Project Team: Erin Besler, Ian Besler
Exhibition Curators: Jia Gu, Courtney Coffman
A miniature golf hole as a modular landscape that emerges from an interest in the design and marketing of golfing equipment and leisure goods as intellectual property. The design process entailed collecting and reading documents that have been filed with the U.S. Patent Office for consumer goods related to golf, miniature golf, training devices for both, and fabrication and manufacturing details about the artificial turf meant to simulate the appearance and playing surface of natural grass.

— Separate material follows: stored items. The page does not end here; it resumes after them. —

PR #11, opened 2023-03-01
[ORCA-154] Migrate config-related code to `BaseConfig` and improve docstrings

BrunoGrandePhD:
When I tried implementing the Nextflow Tower service, I noticed that several ways to improve the existing base classes, mostly by moving all config-related functionality into `BaseConfig`. This improves the code's adherence to the single-responsibility principle (SRP). This also paves the way to adding support for configuration files to `BaseConfig` without having to change anything about the other base classes. That's a sign that SRP is being followed. 

Unfortunately, I started refactoring on top of #10, so I can't easily merge these changes into #8, where `BaseConfig` is first introduced. I'll leave a comment on #8 about this PR.

### DIFF
--- a/src/orca/services/base/client_factory.py
+++ b/src/orca/services/base/client_factory.py
@@ -2,7 +2,7 @@ from __future__ import annotations
 
 from abc import ABC, abstractmethod
 from functools import cached_property
-from typing import Any, Generic, TypeVar
+from typing import Any, ClassVar, Generic, Type, TypeVar
 
 from pydantic.dataclasses import dataclass
 
@@ -18,15 +18,23 @@ ConfigClass = TypeVar("ConfigClass", bound=BaseConfig)
 class BaseClientFactory(ABC, Generic[ClientClass, ConfigClass]):
     """Base factory for constructing clients.
 
+    Usage Instructions:
+        1) Create a class that subclasses this base class.
+        2) Decorate this class with ``@dataclass`` as this one does.
+        3) Provide values to all class variables (defined below).
+        4) Provide implementations for all abstract methods.
+        5) Update the type hints for attributes and class variables.
+
     Attributes:
-        config: Configuration relevant to this service.
+        config: Configuration object for this service.
 
     Class Variables:
-        connection_env_var: The name of the environment variable whose
-            value is an Airflow connection URI for this service.
+        client_class: The client class for this service.
     """
 
     config: ConfigClass
+
+    client_class: ClassVar[Type]
 
     @abstractmethod
     def create_client(self) -> ClientClass:
@@ -54,7 +62,7 @@ class BaseClientFactory(ABC, Generic[ClientClass, ConfigClass]):
         is made but indicates a problem.
 
         Args:
-            An authenticated instance of the client for this service.
+            client: An authenticated client for this service.
         """
 
     @classmethod
@@ -62,7 +70,7 @@ class BaseClientFactory(ABC, Generic[ClientClass, ConfigClass]):
         """Test the client with an authenticated request.
 
         Args:
-            An authenticated instance of the client for this service.
+            client: An authenticated client for this service.
 
         Raises:
             ClientRequestError: If an error occured while making a request.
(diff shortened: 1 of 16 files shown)


src/orca/services/base/client_factory.py
```diff
@@ -18,87 +18,71 @@
...
+        That is taken care of by the ``test_client()`` method.
+        That said, this method can raise an error if a response
+        is made but indicates a problem.
 
         Args:
-            config: Arguments relevant to this service.
-
-        Returns:
-            An instantiated client factory.
+            client: An authenticated client for this service.
```
thomasyu888: Nit: what is the difference between this and `An authenticated client object.`?

src/orca/services/base/hook.py
```diff
@@ -25,22 +25,26 @@ class BaseOrcaHook(BaseHook, Generic[OpsClass, ClientClass]):
...
+
+    Class Variables:
         conn_name_attr: Inherited Airflow attribute (e.g., "sbg_conn_id").
         default_conn_name: Inherited Airflow attribute (e.g., "sbg_default").
         conn_type: Inherited Airflow attribute (e.g., "sbg").
         hook_name: Inherited Airflow attribute (e.g., "SevenBridges").
-
-    Class Variables:
         ops_class: The Ops class for this service.
+        config_class: The configuration class for this service.
```
thomasyu888, line 38: Makes sense to add this as a class attribute.

src/orca/services/sevenbridges/client_factory.py
```diff
@@ -35,85 +24,55 @@ class SevenBridgesClientFactory(BaseClientFactory):
...
-            addendum = f"API ({self.api_endpoint}) is not among {valid_api_endpoints}."
-            raise ClientAttrError(common_message + addendum)
-
-    def prepare_client_kwargs(self) -> dict[str, Any]:
-        """Prepare client keyword arguments.
+            ConfigError: If the configuration is invalid.
 
         Returns:
-            Dictionary of keyword arguments.
+            An authenticated client object.
```
thomasyu888, line 48: Nit: Same thing here about referring to authenticated client objects.

src/orca/services/sevenbridges/config.py
```diff
@@ -21,44 +30,58 @@ class variable.
...
 
     connection_env_var = "SEVENBRIDGES_CONNECTION_URI"
 
-    valid_api_endpoints: ClassVar[set[str]] = {
-        "https://api.sbgenomics.com/v2",
-        "https://cgc-api.sbgenomics.com/v2",
-        "https://cavatica-api.sbgenomics.com/v2",
-    }
+    @validator("api_endpoint")
+    def validate_api_endpoint(cls, value: str):
```
thomasyu888, line 49: I can envision this function being helpful in `BaseConfig`, but I am ok with this here.

thomasyu888 (approved):
🚀 Great migration of code - just minor comments.  Heres the code I ran and it worked

```
from orca.services.sevenbridges.client_factory import (
    SevenBridgesConfig,
)

from orca.services.sevenbridges.ops import (
    SevenBridgesOps,
)
auth_token = ""
config = SevenBridgesConfig(
    api_endpoint="https://cavatica-api.sbgenomics.com/v2",
    auth_token=auth_token,
    project="orca-service/test-project"
)
## No longer need to define this because SevenBridgesClientFactory
## is a class attribute of SevenBridgesOps
# factory = SevenBridgesClientFactory(
#     config=config
# )
# client = factory.get_client()
ops = SevenBridgesOps(
    config=config
)

ops.client.tasks.query(project="orca-service/test-project")
```

BWMac (approved):

src/orca/services/sevenbridges/config.py
BrunoGrandePhD: Not all services might have a restricted set of API endpoints like SevenBridges. If it's a recurring pattern, we could create a mixin with the Pydantic validation function.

Over the past century, with the rise of conspicuous consumption, these patent documents have painstakingly captured the work of designers, chemists, and engineers to recreate the look and feel of natural grass and landscape hazards in a convincing manner and using affordable materials and manufacturing methods.
“Practice Mat” is a miniature golf hole as a kind of reproduction of a patent: filed on by Donald J. Palmer, Mark L. Palmer, and Irwin A. Breinin for a “Practice Putting Surface.” The invention is both practical and modest, and also funny. As the abstract from the patent filing poetically elucidates:
“A practice putting surface for indoor and outdoor use by a golfer having a plurality of individual putting sections of identical rectangular configuration, each section having four sides and a base portion with upper and lower surfaces, some with raised and/or depressed surfaces…”

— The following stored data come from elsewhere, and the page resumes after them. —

PR #13, opened 2023-03-01
[ORCA-155] Implement basic Nextflow Tower service

BrunoGrandePhD:
I wanted to use the new base classes to implement a new service, so I chose Nextflow Tower. This implementation is very basic, but it serves to demonstrate the utility of the base classes. 

I realized that I can probably parametrize the tests as well for different services to avoid duplication. I'll look into that next. 

- [x] Implement tests for Nextflow Tower

### DIFF
--- a/src/orca/services/nextflowtower/client.py
+++ b/src/orca/services/nextflowtower/client.py
@@ -1,0 +1,128 @@
+from typing import Any
+
+import requests
+from pydantic.dataclasses import dataclass
+
+
+@dataclass(kw_only=False)
+class NextflowTowerClient:
+    """Simple Python client for making requests to Nextflow Tower.
+
+    Attributes:
+        api_endpoint: API endpoint for a Nextflow Tower platform.
+        auth_token: An authentication token for the platform specified
+            by the ``api_endpoints`` value.
+    """
+
+    auth_token: str
+    api_endpoint: str
+
+    def update_kwarg(
+        self, kwargs: dict[str, Any], key1: str, key2: str, default: Any
+    ) -> None:
+        """Ensure a default value for a nested key in kwargs.
+
+        Args:
+            kwargs: Keyword arguments
+            key1: Top-level key.
+            key2: Nested key.
+            default: Default value.
+        """
+        kwargs.setdefault(key1, dict())
+        if not isinstance(kwargs[key1], dict):
+            message = f"The '{key1}' keyword argument must be a dictionary."
+            raise ValueError(message)
+        kwargs[key1].setdefault(key2, default)
+        if not isinstance(kwargs[key1][key2], type(default)):
+            message = (
+                f"The value for kwargs['{key1}']['{key2}'] ({kwargs[key1][key2]}) "
+                f"is not the expected type ({type(default)})."
+            )
+            raise ValueError(message)
+
+    def request(self, method: str, path: str, **kwargs) -> requests.Response:
+        """Make an authenticated HTTP request.
+
+        Args:
+            method: An HTTP method (GET, PUT, POST, or DELETE).
+            path: The API path with the parameters filled in.
+            **kwargs: Additional named arguments passed through to
+                requests.request().
+
+        Returns:
+            The raw Response object to allow for special handling
+        """
+        valid_methods = {"GET", "PUT", "POST", "DELETE"}
+        if method not in valid_methods:
+            message = f"Method ({method}) not among valid options ({valid_methods})."
+            raise ValueError(message)
+
+        url = f"{self.api_endpoint}/{path}"
+
+        auth_header = f"Bearer {self.auth_token}"
+        self.update_kwarg(kwargs, "headers", "Authorization", auth_header)
+
+        return requests.request(method, url, **kwargs)
+
+    def request_json(self, method: str, path: str, **kwargs) -> dict[str, Any]:
+        """Make an authenticated HTTP request and parse the JSON response.
+
+        See ``TowerClient.request`` for argument definitions.
+
+        Raises:
+            HTTPError: If something went wrong with the request.
+
+        Returns:
+            A dictionary from deserializing the JSON response.
+        """
+        response = self.request(method, path, **kwargs)
+        response.raise_for_status()
+        return response.json()
+
+    def request_paged(self, method: str, path: str, **kwargs) -> list[dict[str, Any]]:
+        """Iterate through pages of results for a given request.
+
+        See ``TowerClient.request`` for argument definitions.
+
+        Raises:
+            ValueError: If the 'params' keyword argument
+                isn't a dictionary
+
+        Returns:
+            The cumulative list of items from all pages.
+        """
+        self.update_kwarg(kwargs, "params", "max", 50)
+        self.update_kwarg(kwargs, "params", "offset", 0)
+
+        num_items = 0
+        total_size = 1  # Artificial value for initiating the while-loop
+
+        all_items = list()
+        while num_items < total_size:
+            kwargs["params"]["offset"] = num_items
+            json = self.request_json(method, path, **kwargs)
+
+            if "totalSize" not in json:
+                message = f"'totalSize' not in response JSON ({json}) as expected."
+                raise requests.exceptions.HTTPError(message)
+            total_size = json.pop("totalSize")
+
+            if len(json) != 1:
+                message = f"Expected one other key aside from 'totalSize' ({json})."
+                raise requests.exceptions.HTTPError(message)
+            _, items = json.popitem()
+
+            num_items += len(items)
+            all_items.extend(items)
+
+        return all_items
+
+    # TODO: Consider creating a `client` submodule folder to organize methods
+    def get_user_info(self) -> dict[str, Any]:
+        """Describe current user.
+
+        Returns:
+            Current user
+        """
+        path = "/user-info"
+        return self.request_json("get", path)
--- a/src/orca/services/nextflowtower/client.py
+++ b/src/orca/services/nextflowtower/client.py
@@ -2,6 +2,7 @@ from typing import Any
 
 import requests
 from pydantic.dataclasses import dataclass
+from requests.exceptions import HTTPError
 
 
 @dataclass(kw_only=False)
@@ -27,6 +28,11 @@ class NextflowTowerClient:
             key1: Top-level key.
             key2: Nested key.
             default: Default value.
+
+        Raises:
+            ValueError: If 'params' isn't a dictionary.
+            ValueError: If the existing value under the provided keys
+                does not match the type of the default value.
         """
         kwargs.setdefault(key1, dict())
         if not isinstance(kwargs[key1], dict):
@@ -49,6 +55,9 @@ class NextflowTowerClient:
             **kwargs: Additional named arguments passed through to
                 requests.request().
 
+        Raises:
+            ValueError: If the provided method isn't valid.
+
         Returns:
             The raw Response object to allow for special handling
         """
@@ -65,7 +74,7 @@ class NextflowTowerClient:
         return requests.request(method, url, **kwargs)
 
     def request_json(self, method: str, path: str, **kwargs) -> dict[str, Any]:
-        """Make an authenticated HTTP request and parse the JSON response.
+        """Make an auth'ed HTTP request and parse the JSON response.
 
         See ``TowerClient.request`` for argument definitions.
 
@@ -85,8 +94,8 @@ class NextflowTowerClient:
         See ``TowerClient.request`` for argument definitions.
 
         Raises:
-            ValueError: If the 'params' keyword argument
-                isn't a dictionary
+            HTTPError: If the response doesn't match the expectation
+                for a paged endpoint.
 
         Returns:
             The cumulative list of items from all pages.
@@ -104,18 +113,28 @@ class NextflowTowerClient:
 
             if "totalSize" not in json:
                 message = f"'totalSize' not in response JSON ({json}) as expected."
-                raise requests.exceptions.HTTPError(message)
+                raise HTTPError(message)
             total_size = json.pop("totalSize")
 
             if len(json) != 1:
                 message = f"Expected one other key aside from 'totalSize' ({json})."
-                raise requests.exceptions.HTTPError(message)
+                raise HTTPError(message)
             _, items = json.popitem()
 
             num_items += len(items)
             all_items.extend(items)
 
         return all_items
+
+    def get(self, path: str, **kwargs) -> dict[str, Any]:
+        """Send an auth'ed GET request and parse the JSON response.
+
+        See ``TowerClient.request`` for argument definitions.
+
+        Returns:
+            A dictionary from deserializing the JSON response.
+        """
+        return self.request_json("GET", path, **kwargs)
 
     # TODO: Consider creating a `client` submodule folder to organize methods
     def get_user_info(self) -> dict[str, Any]:
@@ -125,4 +144,4 @@ class NextflowTowerClient:
             Current user
         """
         path = "/user-info"
-        return self.request_json("get", path)
+        return self.get(path)
--- a/src/orca/services/nextflowtower/client.py
+++ b/src/orca/services/nextflowtower/client.py
@@ -19,8 +19,9 @@ class NextflowTowerClient:
     auth_token: str
     api_endpoint: str
 
+    @staticmethod
     def update_kwarg(
-        self, kwargs: dict[str, Any], key1: str, key2: str, default: Any
+        kwargs: dict[str, Any], key1: str, key2: str, default: Any
     ) -> None:
         """Ensure a default value for a nested key in kwargs.
 
@@ -62,11 +63,6 @@ class NextflowTowerClient:
         Returns:
             The raw Response object to allow for special handling
         """
-        valid_methods = {"GET", "PUT", "POST", "DELETE"}
-        if method not in valid_methods:
-            message = f"Method ({method}) not among valid options ({valid_methods})."
-            raise ValueError(message)
-
         url = f"{self.api_endpoint}/{path}"
 
         auth_header = f"Bearer {self.auth_token}"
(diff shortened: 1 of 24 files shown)


BrunoGrandePhD:
I'll mark this as ready for review to get feedback on the existing PR, but I plan on adding tests before merging.

src/orca/services/nextflowtower/client.py
```diff
@@ -0,0 +1,128 @@
...
+    """Simple Python client for making requests to Nextflow Tower.
+
+    Attributes:
+        api_endpoint: API endpoint for a Nextflow Tower platform.
+        auth_token: An authentication token for the platform specified
+            by the ``api_endpoints`` value.
+    """
+
+    auth_token: str
+    api_endpoint: str
```
BWMac, line 20: In `sagetasks` we had a set list of API endpoints in a dictionary similar to the `SevenBridges` implementation in this repo. Is the reason to not include that here to allow for non-sage use cases?

src/orca/services/nextflowtower/client.py
```diff
@@ -0,0 +1,128 @@
...
+            raise ValueError(message)
+        kwargs[key1].setdefault(key2, default)
+        if not isinstance(kwargs[key1][key2], type(default)):
+            message = (
+                f"The value for kwargs['{key1}']['{key2}'] ({kwargs[key1][key2]}) "
+                f"is not the expected type ({type(default)})."
+            )
+            raise ValueError(message)
+
+    def request(self, method: str, path: str, **kwargs) -> requests.Response:
```
BWMac, line 51: I like having `request` as an option because it gives you full access to the tower API functionality, but just want to confirm that more convenient methods like `launch_workflow` from `sagetasks` will be a part of future work

src/orca/services/nextflowtower/client.py
BrunoGrandePhD: In the case of SevenBridges, there are no other possible options for `api_endpoint`. On the other hand, there are multiple deployments of Nextflow Tower. So, you are correct in saying that this decision is to allow for non-Sage use cases.

src/orca/services/nextflowtower/client.py
BrunoGrandePhD: That's correct! We can add the convenience methods like `launch_workflow()` as we add the correponding function in `NextflowTowerOps`.

src/orca/services/nextflowtower/client.py
```diff
@@ -0,0 +1,128 @@
...
+        """
+        response = self.request(method, path, **kwargs)
+        response.raise_for_status()
+        return response.json()
+
+    def request_paged(self, method: str, path: str, **kwargs) -> list[dict[str, Any]]:
+        """Iterate through pages of results for a given request.
+
+        See ``TowerClient.request`` for argument definitions.
+
```
thomasyu888, line 92: Nit: Add documentation all the way through about **kwargs being `requests.requests(**kwargs)`

src/orca/services/nextflowtower/client.py
```diff
@@ -0,0 +1,128 @@
...
+        Raises:
+            ValueError: If the 'params' keyword argument
+                isn't a dictionary
+
+        Returns:
+            The cumulative list of items from all pages.
+        """
+        self.update_kwarg(kwargs, "params", "max", 50)
```
thomasyu888: I understand the reason for these two parameters and actually like the way you've implemented it, but what is your reason for not including `max` and `offset` as an argument (`def request_paged(...., max=50...)`) and as a kwarg?

src/orca/services/nextflowtower/client.py
```diff
@@ -0,0 +1,128 @@
...
+        response.raise_for_status()
+        return response.json()
+
+    def request_paged(self, method: str, path: str, **kwargs) -> list[dict[str, Any]]:
+        """Iterate through pages of results for a given request.
+
+        See ``TowerClient.request`` for argument definitions.
+
+        Raises:
+            ValueError: If the 'params' keyword argument
```
thomasyu888: Nit: Raise HTTPError?

src/orca/services/nextflowtower/config.py
```diff
@@ -0,0 +1,55 @@
...
+        workspace: A Nextflow Tower workspace ID.
+
+    Class Variables:
+        connection_env_var: The name of the environment variable whose
+            value is an Airflow connection URI for this service.
+    """
+
+    api_endpoint: Optional[str] = None
+    auth_token: Optional[str] = None
+    workspace: Optional[int] = None
```
thomasyu888: Should this be `Optional[str]`?

thomasyu888 (changes requested):
Awesome work, but the below failed for me.

```
from orca.services.nextflowtower.client_factory import (
    NextflowTowerConfig,
)

from orca.services.nextflowtower.ops import (
    NextflowTowerOps,
)
auth_token = ""

# I modified the type in Config as well to support this workspace.
config = NextflowTowerConfig(
    api_endpoint="https://tower.sagebionetworks.org/api",
    auth_token=auth_token,
    workspace="genie-bpc-project"
)

ops = NextflowTowerOps(
    config=config
)

ops.client
```

This caused this error:

```
Traceback (most recent call last):
  File "/Users/tyu/sage/py-orca/src/orca/services/base/client_factory.py", line 79, in test_client
    cls.test_client_request(client)
  File "/Users/tyu/sage/py-orca/src/orca/services/nextflowtower/client_factory.py", line 62, in test_client_request
    client.get_user_info()
  File "/Users/tyu/sage/py-orca/src/orca/services/nextflowtower/client.py", line 128, in get_user_info
    return self.request_json("get", path)
           ^^^^^^^^^^^^^^^^^^^^^^^^^^^^^^
  File "/Users/tyu/sage/py-orca/src/orca/services/nextflowtower/client.py", line 78, in request_json
    response = self.request(method, path, **kwargs)
               ^^^^^^^^^^^^^^^^^^^^^^^^^^^^^^^^^^^^
  File "/Users/tyu/sage/py-orca/src/orca/services/nextflowtower/client.py", line 58, in request
    raise ValueError(message)
ValueError: Method (get) not among valid options ({'PUT', 'GET', 'POST', 'DELETE'}).

The above exception was the direct cause of the following exception:

Traceback (most recent call last):
  File "<stdin>", line 1, in <module>
  File "/usr/local/Cellar/python@3.11/3.11.1/Frameworks/Python.framework/Versions/3.11/lib/python3.11/functools.py", line 1001, in __get__
    val = self.func(instance)
          ^^^^^^^^^^^^^^^^^^^
  File "/Users/tyu/sage/py-orca/src/orca/services/base/ops.py", line 39, in client
    return factory.get_client(test=True)
           ^^^^^^^^^^^^^^^^^^^^^^^^^^^^^
  File "/Users/tyu/sage/py-orca/src/orca/services/base/client_factory.py", line 100, in get_client
    self.test_client(client)
  File "/Users/tyu/sage/py-orca/src/orca/services/base/client_factory.py", line 82, in test_client
    raise ClientRequestError(message) from error
orca.errors.ClientRequestError: Authenticated test request failed using the client.
>>> ops.client
Traceback (most recent call last):
  File "/Users/tyu/sage/py-orca/src/orca/services/base/client_factory.py", line 79, in test_client
    cls.test_client_request(client)
  File "/Users/tyu/sage/py-orca/src/orca/services/nextflowtower/client_factory.py", line 62, in test_client_request
    client.get_user_info()
  File "/Users/tyu/sage/py-orca/src/orca/services/nextflowtower/client.py", line 128, in get_user_info
    return self.request_json("get", path)
           ^^^^^^^^^^^^^^^^^^^^^^^^^^^^^^
  File "/Users/tyu/sage/py-orca/src/orca/services/nextflowtower/client.py", line 78, in request_json
    response = self.request(method, path, **kwargs)
               ^^^^^^^^^^^^^^^^^^^^^^^^^^^^^^^^^^^^
  File "/Users/tyu/sage/py-orca/src/orca/services/nextflowtower/client.py", line 58, in request
    raise ValueError(message)
ValueError: Method (get) not among valid options ({'PUT', 'GET', 'POST', 'DELETE'}).

The above exception was the direct cause of the following exception:

Traceback (most recent call last):
  File "<stdin>", line 1, in <module>
  File "/usr/local/Cellar/python@3.11/3.11.1/Frameworks/Python.framework/Versions/3.11/lib/python3.11/functools.py", line 1001, in __get__
    val = self.func(instance)
          ^^^^^^^^^^^^^^^^^^^
  File "/Users/tyu/sage/py-orca/src/orca/services/base/ops.py", line 39, in client
    return factory.get_client(test=True)
           ^^^^^^^^^^^^^^^^^^^^^^^^^^^^^
  File "/Users/tyu/sage/py-orca/src/orca/services/base/client_factory.py", line 100, in get_client
    self.test_client(client)
  File "/Users/tyu/sage/py-orca/src/orca/services/base/client_factory.py", line 82, in test_client
    raise ClientRequestError(message) from error
orca.errors.ClientRequestError: Authenticated test request failed using the client
```

src/orca/services/nextflowtower/client.py
```diff
@@ -0,0 +1,128 @@
...
+
+    # TODO: Consider creating a `client` submodule folder to organize methods
+    def get_user_info(self) -> dict[str, Any]:
+        """Describe current user.
+
+        Returns:
+            Current user
+        """
+        path = "/user-info"
+        return self.request_json("get", path)
```
thomasyu888: I think this needs to be uppercase? "GET" (Or see my previous comment)

src/orca/services/nextflowtower/client.py
```diff
@@ -0,0 +1,128 @@
...
+        Args:
+            method: An HTTP method (GET, PUT, POST, or DELETE).
+            path: The API path with the parameters filled in.
+            **kwargs: Additional named arguments passed through to
+                requests.request().
+
+        Returns:
+            The raw Response object to allow for special handling
+        """
+        valid_methods = {"GET", "PUT", "POST", "DELETE"}
```
thomasyu888: Nit: you could uppercase the `method` here to allow for lower case methods as parameters in functions.

src/orca/services/nextflowtower/client.py
BrunoGrandePhD: The docstring already states:

>  See ``TowerClient.request`` for argument definitions.

And `TowerClient.request` defines the following:

> **kwargs: Additional named arguments passed through to requests.request().

Is there something that you want to add? To clarify, my intent here is to avoid duplication of documentation.

src/orca/services/nextflowtower/client.py
BrunoGrandePhD: For consistency with the other `request` methods and for simplicity. For example, if I add a `max` parameter, I now need to handle (and document) the case where a user specifies `max` in the parameter and in the `params` dictionary. The user already has a way to provide this value, so I don't see the need to add another way, especially since I don't expect users to edit this value very often.

src/orca/services/nextflowtower/client.py
thomasyu888: 100% just glossed over that.  Thanks for pointing that out!

src/orca/services/nextflowtower/client.py
BrunoGrandePhD: Good catch! I reviewed all of the docstrings and made sure that the `Raises` section is consistent.

src/orca/services/nextflowtower/config.py
BrunoGrandePhD: That's the type of the organization and workspace IDs according to the Tower OpenAPI [specification](https://api.tower.nf/openapi#put-/orgs/-orgId-/workspaces/-workspaceId-). 

image

src/orca/services/nextflowtower/client.py
BrunoGrandePhD: Yeah, that's a bug! I added a convenience `get()` method to minimize the risk for this error.

src/orca/services/nextflowtower/client.py
BrunoGrandePhD: I considered that, but I prefer the `get()` convenience method, which is more elegant:

```python
return self.request_json("GET", path)
# versus
return self.get(path)
```

src/orca/services/nextflowtower/client.py
thomasyu888: +1

src/orca/services/nextflowtower/config.py
BrunoGrandePhD: I just noticed your comment [here](https://github.com/Sage-Bionetworks-Workflows/py-orca/pull/13#pullrequestreview-1331380427). I realize the confusion. While the docstring specifies that this value should be the numerical workspace ID, the attribute name (no `_id`) doesn't imply that. I agree that it's convenient to specify workspace names. The Tower CLI supports this with this format: `<org-name>/<workspace-name>` (similar to project names in SevenBridges). I'll add support for both methods.

src/orca/services/nextflowtower/client.py
thomasyu888: 👍🏼

BrunoGrandePhD:
@thomasyu888: Your feedback was very valuable. I've updated the config to expect the fully-qualified workspace name (_e.g._ `sage-bionetworks/genie-bpc-project`), which are more user-friendly than workspace IDs. I have added a cached property to the Ops class to retrieve the workspace ID once when requested since most workspace-related requests require the ID and not the name. 

The following code should now work for you: 

```python
from orca.services.nextflowtower import NextflowTowerConfig, NextflowTowerOps

auth_token = "REDACTED"

config = NextflowTowerConfig(
    api_endpoint="https://tower.sagebionetworks.org/api",
    auth_token=auth_token,
    workspace="sage-bionetworks/genie-bpc-project",
)

ops = NextflowTowerOps(config)
ops.client
```

thomasyu888 (commented):
Excellent update @BrunoGrandePhD .  Just a question, when I run this:

```
from orca.services.nextflowtower import (
    NextflowTowerConfig,
    NextflowTowerOps
)
auth_token = ""
config = NextflowTowerConfig(
    api_endpoint="https://tower.sagebionetworks.org/api",
    auth_token=auth_token,
    workspace="sage-bionetworks/genie-bpc-project"
)

# response = ops.client.request("GET", "/pipelines")
# response.content
# response = ops.client.request("GET", "/workflow/random-name")
# response.content

# This shows 0 pipelines even though I see 3 pipelines in the UI
ops.client.get("/pipelines")
# This works
ops.client.get("/workflow/random-name")
# This works
ops.workspace_id
# 5355285966491
```

Is this a permission issue with the access token that I don't see any pipelines even though I see them in the UI?

BrunoGrandePhD:
Good catch! That's happening because `NextflowTowerClient` will not automatically populate the `workspaceId` query parameter. This is something that needs to be done explicitly (see below). Otherwise, you are presumably pulling the list of pipelines in your user workspace, which we disabled on the Sage Tower instance. 

My plan is to make the `NextflowTowerOps` class workspace-aware similar to how the `SevenBridgesOps` class is project-aware. I opted against making the `NextflowTowerClient` workspace-aware for consistency with the SevenBridges client. That said, we can revisit this. Ideally, most common operations will be implemented in `NextflowTowerOps`, obviating the need to explicitly set the workspace. 

```python
ops.client.get("/pipelines", params={"workspaceId": ops.workspace_id})
```

thomasyu888 (commented):
🦖 Thanks @BrunoGrandePhD !  That makes sense and your command worked!

```
ops.client.get("/pipelines", params={"workspaceId": ops.workspace_id})
```

We should have a short meeting about adding tickets to this EPIC [Nextflow Tower Hooks EPIC](https://sagebionetworks.jira.com/browse/ORCA-144) .  This way we can start distributing some of the work since you've put together this beautiful framework.

Before I approve - I noticed you have a task to add more tests - is that still true?  Or... do you think we should add them in as we add in functions in `ops`?

tests/services/nextflowtower/responses.py
```diff
@@ -0,0 +1,65 @@
...
+To generate these, you can visit the OpenAPI page linked below and
+make example requests after setting your authentication token at the
+top of the page. You'll have to replace JSON literals ('null', 'false',
+'true') with Python equivalents ('None', 'False', 'True'). Take care
+of redacting any values that shouldn't be public.
+
+https://tower-dev.sagebionetworks.org/api/openapi
+"""
+
+get_user_info = {
```
thomasyu888, line 12: What do you think about these making these as fixtures and yielding them to act as setup and teardown?

src/orca/services/nextflowtower/config.py
```diff
@@ -0,0 +1,81 @@
...
+            value is an Airflow connection URI for this service.
+    """
+
+    api_endpoint: Optional[str] = None
+    auth_token: Optional[str] = None
+    workspace: Optional[str] = None
+
+    connection_env_var = "NEXTFLOWTOWER_CONNECTION_URI"
+
+    @validator("workspace")
```
BWMac, line 37: TIL the validator decorator. Very cool.

BWMac (approved):
LGTM. I used the following code and everything worked as expected:
```
#import
from orca.services.nextflowtower.client_factory import NextflowTowerClientFactory
from orca.services.nextflowtower.config import NextflowTowerConfig
from orca.services.nextflowtower.ops import NextflowTowerOps

#confiugration variables
auth_token = os.environ.get("TOWER_ACCESS_TOKEN")
api_endpoint = "https://tower.sagebionetworks.org/api"
workspace = "Sage-Bionetworks/example-project"

#set config

#create factory
factory = NextflowTowerClientFactory(config=config)

#create client
client = factory.create_client()

#test client functionality
info = client.get_user_info()
client.get_user_workspaces_and_orgs(info["id"])
client.list_user_workspaces()

#create ops

#test ops properties
ops.workspace_id
ops.workspace
```

thomasyu888 (approved):
💯 awesome! Just a minor comment, but going to pre-approve.

tests/services/nextflowtower/responses.py
BrunoGrandePhD: I'm not a fan of having to include another fixture in every test function that needs to use a response, but if you're worried about ensuring that tests are independent by preventing the modification of mutable shared dictionaries, then there's not much choice. I addressed this here: https://github.com/Sage-Bionetworks-Workflows/py-orca/pull/13/commits/5e3a3bee36c7d258f1e6b1d5e97301f0579654e1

When regularized into square component parts, the miniatute gold hole can be subject to edits and customizations by the golfer. Of course, in the domestic or practice context, it makes sense that a golf hole would be collapsible, storable, and rearrangeable through use of modular fittings. The work seeks to explore the participatory opportunities it might open up as part of the installation, as well as the connection to the idea of Los Angeles as a city of component parts. Famously, or infamously, LA is a city without a center, an amalgamation of different neighborhoods and regions. How we each navigate and arrange ourselves within these sections of the city ends up informing our understanding of it.